Il Sole 24 Ore: Artemundi launches the Guernica V. Fund

With a focus on high-end art of museum quality, Artemundi’s latest fund aims to raise USD 200 million to provide investors with an IRR of 17% starting from a minimum commitment of USD 200 thousand. We spoke to Artemundi’s CEO, Javier Lumbreras.

by Maria Adeliade Marchesoni for Il Sole 24 Ore, April 11, 2021 (original interview is in Italian).

Guernica painting-by Pablo Picasso

In early March, the art fund manager Artemundi launched the Guernica V. Fund with a focus on high-end museum-quality art spanning the Impressionist, Modern, and Post-war periods. The fund has a duration of three years, two of which are dedicated to investment strategies. It reserves the possibility to extend its term up to a maximum of one additional year, allowing it to optimize the liquidation of its investments. The fundraising objective is USD 200 million with a minimum entrance ticket of USD 200 thousand. As for performance, it aims at a minimum IRR target of 17% net of fees and expenses.

The management of the fund is entrusted to Javier Lumbreras, an art collector and well-known pioneer in managing art as an alternative asset, together with a management advisory board consisting of art-market professionals. Lumbreras is here to explain the characteristics of the Guernica V. Fund.

Why invest only in museum-quality artworks?
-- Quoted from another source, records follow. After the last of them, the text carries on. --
PR #840, opened 2015-11-13
Add ignoring case sensitivity to uniqueness validation matcher

### LINKED ISSUE #836: `validates_uniqueness_of` with custom setter fails with "should require case sensitive unique value for email"

dgmstuart:
Fixes #836 
also possibly #838?

Duplicates some of the code on the WIP PR #820 - will cause some conflicts with that, but hopefully nothing too tricky. 

The issue is that the existing functionality was either actively
asserting case sensitivity or case insensitivity. This commit adds an
option to not assert either.

This allows handling of the scenario where the case of an attribute is
changed at some point before being assigned on the model.

Perhaps it now makes sense to have an explicit `.case_sensitive` option as well?

### DIFF
--- a/spec/unit/shoulda/matchers/active_record/validate_uniqueness_of_matcher_spec.rb
+++ b/spec/unit/shoulda/matchers/active_record/validate_uniqueness_of_matcher_spec.rb
@@ -726,6 +726,51 @@ describe Shoulda::Matchers::ActiveRecord::ValidateUniquenessOfMatcher, type: :mo
     end
   end
 
+  context 'when the writer method for the attribute changes incoming values' do
+    context 'and ignoring_case_sensitivity is not specified' do
+      it 'raises a CouldNotSetAttributeError' do
+        model = define_model_validating_uniqueness(
+          attribute_name: :name,
+          validation_options: { case_sensitive: false },
+        )
+
+        model.class_eval do
+          def name=(name)
+            super(name.upcase)
+          end
+        end
+
+        assertion = lambda do
+          expect(model.new).
+            to validate_uniqueness_of(:name).
+            case_insensitive
+        end
+
+        expect(&assertion).to raise_error(
+          Shoulda::Matchers::ActiveModel::AllowValueMatcher::CouldNotSetAttributeError
+        )
+      end
+    end
+
+    context 'and ignoring_case_sensitivity is specified' do
+      it 'accepts (and not raise an error)' do
+        model = define_model_validating_uniqueness(
+          attribute_name: :name,
+        )
+
+        model.class_eval do
+          def name=(name)
+            super(name.upcase)
+          end
+        end
+
+        expect(model.new).
+          to validate_uniqueness_of(:name).
+          ignoring_case_sensitivity
+      end
+    end
+  end
+
   let(:model_attributes) { {} }
 
   def default_attribute
@@ -846,6 +891,7 @@ describe Shoulda::Matchers::ActiveRecord::ValidateUniquenessOfMatcher, type: :mo
   end
 
   def define_model_validating_uniqueness(options = {}, &block)
+    attribute_name = options.fetch(:attribute_name) { self.attribute_name }
     attribute_type = options.fetch(:attribute_type, :string)
     attribute_options = options.fetch(:attribute_options, {})
     attribute = {
--- a/lib/shoulda/matchers/active_record/validate_uniqueness_of_matcher.rb
+++ b/lib/shoulda/matchers/active_record/validate_uniqueness_of_matcher.rb
@@ -218,6 +218,7 @@ module Shoulda
         def initialize(attribute)
           super(attribute)
           @options = {}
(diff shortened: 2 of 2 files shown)


dgmstuart:
@mcmire Hi - if there's anything I can do to help get this reviewed and merged please let me know :)

spec/unit/shoulda/matchers/active_record/validate_uniqueness_of_matcher_spec.rb
```diff
@@ -726,6 +726,51 @@
...
+        expect(&assertion).to raise_error(
+          Shoulda::Matchers::ActiveModel::AllowValueMatcher::CouldNotSetAttributeError
+        )
+      end
+    end
+
+    context 'and ignoring_case_sensitivity is specified' do
+      it 'accepts (and not raise an error)' do
+        model = define_model_validating_uniqueness(
+          attribute_name: :name,
```
mcmire: I'm noticing that in the first test, you have the validation qualified with `case_sensitive: false`, but you don't have that here.

I'm kind of forgetting what the original bug was here. Is that something we need to have here, you think? Or, should we have two sets of tests, one where the validation is  `case_sensitive: true`, one where it's  `case_sensitive: false`?

mcmire:
@dgmstuart Hey, sorry for the delay on getting back to you about this. I've finally resolved the issues with `ignoring_interference_by_writer`, so I'm turning my attention to this now. I had a quick question above, although I need to take a look at the original issues around this and review this further.

mcmire:
By the way, I think this PR can incorporate an idea I had in #838, which is to have the uniqueness matcher, upon failure, suggest to the developer that he or she try using `ignoring_case_sensitivity` in the failure message. Unfortunately, there isn't a great way to add some text to the failure message. `allow_value` is the matcher that the uniqueness matcher uses internally, so if the uniqueness matcher were to fail, then it's `allow_value` that would be producing a failure message. `allow_value` does provide a sort of extension point that lets you customize the failure message already: you can set `failure_message_preface` to a proc that returns some text ([here's](https://github.com/thoughtbot/shoulda-matchers/blob/master/lib/shoulda/matchers/active_record/validate_uniqueness_of_matcher.rb#L306) how that's used now). But as its name implies, it affects the beginning of the message, not the end. We can probably add a similar thing -- maybe call it `failure_message_suffix` -- to `allow_value`, and then use that inside of the uniqueness matcher, in order to add an additional message.

mcmire:
Also, I was going back through the issues and I think this PR should fix #786 as well.

mcmire:
Hey - so I made some tweaks to your branch, and specifically made the change I mentioned above concerning the failure message. [Here's](https://github.com/thoughtbot/shoulda-matchers/compare/add-ignoring-case-sensitivity?expand=1) those changes along with your original changes. What do you think?

mcmire:
Merged as d7d96ad207b52b01f71cfce92f9719ccdf392ad1.

dgmstuart:
Hi - great to gave this in the new release. Your changes look good to me - adding a message suggesting using the new option is nice! 

Have a great weekend.

mcmire:
Thanks!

The fund will invest in museum-quality works of art from the Impressionist, Post-Impressionist, and Modernist periods of the late 19th century, as well as Post-war and early Contemporary movements. With an emphasis on opportunity, it will selectively acquire a number of masterpieces at a discount on their long-term intrinsic value. Exposure to the market will be focused on the highest quality and historically most stable investments, or on those artists whose values have resisted time and will last over centuries without the risk of price fluctuations. As a hedge against inflation, museum-quality artworks on the secondary market have a track record of constant appreciation. They are unrelated to financial markets and macroeconomic effects, and their long-term value is invulnerable to financial crises, regardless of their duration or severity. Even in war-like scenarios, art offers wealth protection. The fund will distinctly exclude new or emerging artists.
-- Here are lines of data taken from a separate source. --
PR #842, opened 2015-11-15
Fix join_table_matcher to work with pg views

cheshire-cat:
Change the method of table existence confirmation in `#join_table_exists?`
from `#tables.include?` to `#table_exists?`.

Why:

* In fact, the behavior of `#tables` is different for each adapter.
  For some adapters (e.g. pg_adapter) it reflects only tables.
  And `#table_exists?` always checks both tables and views.


cheshire-cat:
Typo in commit message

mcmire:
Note for the future -- if you want to change a commit, you can force-push to a branch instead of having to create a new PR :)

cheshire-cat:
Ok. thanks for an advice.

PR #859, opened 2015-12-10
Fix NoMethodError when using `should_not allow_value` with Minitest+shoulda-context

mattbrictson:
When using Minitest (i.e. `ActiveSupport::TestCase`) in combination with shoulda-context, a failing `should_not allow_value...` assertion would result in this error:

```
NoMethodError: undefined method `negative_failure_message'
```

This commit fixes this error by defining `failure_message_for_should_not`, which shoulda-context will use instead.

### DIFF
--- a/lib/shoulda/matchers/active_model/allow_value_matcher.rb
+++ b/lib/shoulda/matchers/active_model/allow_value_matcher.rb
@@ -492,6 +492,8 @@ module Shoulda
 
           Shoulda::Matchers.word_wrap(message)
         end
+        alias_method :failure_message_for_should_not,
+          :failure_message_when_negated
 
         def attribute_changed_value_message
           <<-MESSAGE.strip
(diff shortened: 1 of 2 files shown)


mcmire:
Ah... I had no clue.

Do you think this is something we should change in shoulda-context instead?

mattbrictson:
> Do you think this is something we should change in shoulda-context instead?

Meaning, perhaps we should change shoulda-context to use `failure_message_when_negated` instead? I am just barely familiar with the code, so I don't know whether that would be a high-risk change. My goal with this PR was to make the simplest change that could fix the bug.

If you think it's better to change shoulda-context, I can create a PR there instead.

mcmire:
Alright. Let me think about this a little more and get back to you.

mattbrictson:
I rebased against current `master` and fixed the conflicts.

I'm still curious if you are open to merge this or if should pursue changes to shoulda-context instead.

mcmire:
I'm about to go on a long trip overseas, and I'm afraid I don't have time to address this right now.

I do think this change should be made in shoulda-context, though, simply because it'll be easier. I believe in order to make this work here, you'd have to add `failure_message_for_should_not` to every single matcher, not just `allow_value`, which I'd want to avoid.

mcmire:
There, I even added a tag :)

mcmire:

PR #866, opened 2015-12-18
WIP: Add `ignoring_interference_by_writer` to everything

mcmire:
This is basically an answer to #799, #800, #819, and other issues, and also supercedes #820. 

The idea here is to add `ignoring_interference_by_writer` to all matchers (except for `allow_value`) -- but with a key twist, which is that matchers are still aware of when attributes change values, but it will only let the user know about them if the matcher in question fails. This way, the user (and I) still have a window in what is going on under the hood, but it won't disrupt what the user is trying to do normally.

Why did you decide to exclude emerging art?

We don’t invest in emerging art because we believe there is a moral issue in tempering with artists’ careers. It also is a segment that presents enormous price volatility; it is highly speculative, unpredictable, and contrary to our investment strategy, which focuses on historical pieces of global appeal.

What is the operational strategy?

The fund’s duration is three years, but could extend to four, depending on market conditions. The first and second year are mainly devoted to purchases from distressed sales due to the macroeconomic financial turmoil caused by the health crisis.
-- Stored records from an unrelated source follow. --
Issue #865, opened 2015-12-17
validate_confirmation_of does not work for integer columns


oniofchaos:
When using the confirmation validation on an integer value, the `validate_confirmation_of` matcher does not work as it appears to use string values.

mcmire:
Thanks for the report. I'm not sure when I'll get to this (a PR is encouraged), so I'll keep this open in the meantime.

kheppenstall:
Confirmed this bug. No error with strings but had the following problem with integers:

Validation:
```ruby
validates_confirmation_of :unit_price_in_cents
```
Test:
```ruby
it { is_expected.to validate_confirmation_of(:unit_price_in_cents) }
```

Error:
<img width="719" alt="screen shot 2017-04-06 at 11 40 50 am" src="https://cloud.githubusercontent.com/assets/16868275/24767929/13e62948-1abe-11e7-9a37-03077191732f.png">

mcmire:
Hey folks. In an effort to lighten our load as maintainers and be able to serve you better in the future, the shoulda-matchers team is working on cleaning out the cobwebs in this repo by pruning the backlog. As there are few of us, there are a lot of items that will simply never earn our attention in a reasonable time frame, and rather than giving you an empty promise, we think it makes more sense to focus on more recent issues. That means, unfortunately, that we must close this issue.

Don't take this the wrong way: our aim is not to diminish the effort people have made or dismiss problems that have been raised. If you feel that we should reopen this issue, then please let us know so that we can reprioritize it. Thanks!

PR #868, opened 2015-12-25
Validate confirmation of for integer values

shishir127:
Fix for #865

### DIFF
--- a/lib/shoulda/matchers/active_model/validate_confirmation_of_matcher.rb
+++ b/lib/shoulda/matchers/active_model/validate_confirmation_of_matcher.rb
@@ -72,8 +72,8 @@ module Shoulda
       #
       # @return [ValidateConfirmationOfMatcher]
       #
-      def validate_confirmation_of(attr)
-        ValidateConfirmationOfMatcher.new(attr)
+      def validate_confirmation_of(attr, data_type = :string)
+        ValidateConfirmationOfMatcher.new(attr, data_type)
       end
 
       # @private
@@ -82,10 +82,11 @@ module Shoulda
 
         attr_reader :attribute, :confirmation_attribute
 
-        def initialize(attribute)
-          super
+        def initialize(attribute, data_type = :string)
+          super(attribute)
           @expected_message = :confirmation
           @confirmation_attribute = "#{attribute}_confirmation"
+          @data_type = data_type
         end
 
         def simple_description
@@ -94,10 +95,15 @@ module Shoulda
 
         def matches?(subject)
           super(subject)
-
-          disallows_different_value &&
-            allows_same_value &&
-            allows_missing_confirmation
+          if @data_type == :integer
+            disallows_different_integer_value &&
+              allows_same_integer_value &&
+              allows_missing_confirmation_for_integers
+          else
+            disallows_different_value &&
+              allows_same_value &&
+              allows_missing_confirmation
+          end
         end
 
         private
@@ -110,6 +116,14 @@ module Shoulda
           end
         end
 
+        def disallows_different_integer_value
+          set_confirmation(1)
+
+          disallows_value_of(0) do |matcher|
+            qualify_matcher(matcher)
+          end
+        end
+
         def allows_same_value
           set_confirmation('same value')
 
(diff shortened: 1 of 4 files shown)


spec/support/unit/record_validating_confirmation_builder.rb
```diff
@@ -6,6 +6,7 @@ class RecordValidatingConfirmationBuilder
 
     def initialize(options)
       @options = options
+      @data_type = options[:data_type].nil? ? :string : options[:data_type]
```
mcmire: Let's do this:

* I believe that I call this option `column_type` in other places, so let's rename the option to that.
* Let's move this to a method under `private`.
* Let's use `fetch` on Hash to handle the use-value-if-key-given-otherwise-use-another-value logic.

So, all together, that method would look like:

``` ruby
private

def column_type
  options.fetch(:column_type, :string)
end
```

spec/unit/shoulda/matchers/active_model/validate_confirmation_of_matcher_spec.rb
```diff
@@ -13,10 +13,13 @@
   end
 
   context 'when the model has a confirmation validation' do
-    it 'passes' do
-      builder = builder_for_record_validating_confirmation
-      expect(builder.record).
-        to validate_confirmation_of(builder.attribute_to_confirm)
+    [:string, :integer].each do |column_data_type|
+      it "passes when data type is #{column_data_type}" do
```
mcmire: Similar thing here, let's rename `column_data_type to simply `column_type`.

And then perhaps: "it passes when the column is of type #{column_type}"

spec/unit/shoulda/matchers/active_model/validate_confirmation_of_matcher_spec.rb
```diff
@@ -13,10 +13,13 @@
...
+        builder =
```
mcmire: To fit the existing style, let's write this like:

``` ruby
builder = builder_for_record_validating_confirmation(
  column_type: column_type
)
```

lib/shoulda/matchers/active_model/validate_confirmation_of_matcher.rb
```diff
@@ -94,7 +94,7 @@ def simple_description
 
         def matches?(subject)
           super(subject)
-
+          @data_type = @subject.class.columns_hash[@attribute.to_s].type
```
mcmire: Let's extract this to a method (called `column_type` instead) instead of making this an instance variable, I think that will ensure there's not too much clutter here.

Also, note that this assumes that the model is an ActiveRecord model, and I think we can't make that assumption, because otherwise this will fail. If you look at [other matchers](https://github.com/thoughtbot/shoulda-matchers/blob/master/lib/shoulda/matchers/active_model/validate_absence_of_matcher.rb#L117) you'll see how we do this. Obviously, this means that we will also need a test that the confirmation matcher works with an ActiveModel model. I'm not interested in comprehensive tests right now, so a simple example should work fine ([here](https://github.com/thoughtbot/shoulda-matchers/blob/master/spec/unit/shoulda/matchers/active_model/validate_absence_of_matcher_spec.rb#L67) is an example of that).

shishir127:
@mcmire I have no idea how to get rid of the HoundCI's violations. Didn't find any example at the [style guide](https://github.com/thoughtbot/guides/blob/master/style/ruby/sample.rb).

mcmire:
@shishir127 There was once an example of how to resolve those warnings in our guides, but it along the with the guideline [got removed](https://github.com/thoughtbot/guides/pull/362) a while back for some reason.

In general, here's the heuristic we tend to use:

> If you're inside of an argument list, hash, or array, indent by two spaces from the line that opened the argument list, hash, or array. (In other words, don't create a situation where you'd have to tab excessively to indent the line.)

So what that means in practice is that instead of saying:

``` ruby
this_is_a_long_method(foo,
                      bar,
                      baz)
```

you'd say:

``` ruby
this_is_a_long_method(
  foo,
  bar,
  baz
)
```

shishir127:
@mcmire Is this fix not needed anymore?

mcmire:
Sorry for the late reply on this, I've been out. I'm not sure. I'm finding it hard to remember why this fix was necessary in the first place. Can you enlighten me, please? 😬

shishir127:
It's apparently for #865, to make the validate_confirmation_of matcher work with integer values. TBH I don't remember much about this too. Do you want me to rebase and update the PR?

mcmire:
@shishir127 Yeah, if you could rebase that would definitely help.

mcmire:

Active management is carried out over the lifespan of the fund to monitor and increase the art portfolio’s value using various investment strategies such as exhibition loans and other pedigree-enhancing opportunities. Divestments are more likely to occur in the third and fourth year, but the management will consider some rollover should the market offer opportunities. Closing is expected to begin at the end of the second year. In the same way that purchases are opportunistic, we also intend to sell when demand for a particular artist is high, not when the fund comes to an end.

Have you already made acquisitions?

We are raising capital, and some works have already been submitted to the investment board. We aim to acquire these works directly from private collections, dealers, galleries, and corporate collections needing to deal with the economic problems arising from the health crisis.

Which artists do you consider and at which price level?

We will acquire artists with a defensible value such as Picasso, Matisse, Gauguin, Pollock, Rothko, Bacon, Modigliani, Albers, Cezanne, Basquiat or Richter, to name a few. The average price lies above USD one million, with a minimum of USD 250 thousand, but there’s no upper limit.

Are you going to publish the Nav? If yes, is it possible to have the latest one?

We will publish financial information in the same way we did with our previous fund.

Is Artemundi active in other forms of investments with art as the underlying asset?

Since last year, we have been involved in the fully regulated tokenization of bankable grade masterpieces that will be offered shortly to qualified investors. Artemundi has designed a series of vehicles based on different investment horizons and risk-return tolerance that effectively contribute to asset diversification and capital preservation while producing attractive returns. They can take the form of joint ventures, co-investments, managed accounts, and tailored funds. We are also developing the Museum Fund, a non-profit fund with an active management approach for the benefit of its members, including museums and other cultural organizations. The aim is to support their future collections, endowments, and programs. It’s an innovative model allowing underused works of art to be part of an active and diversified art portfolio aimed at maximizing the value of the works and helping museums with ongoing funding.

Is art at the center of every operation?

Each of these investment vehicles is designed with an appreciation of art for its aesthetic, intellectual, and emotional qualities and a deep and expert understanding of its behavior as a unique asset.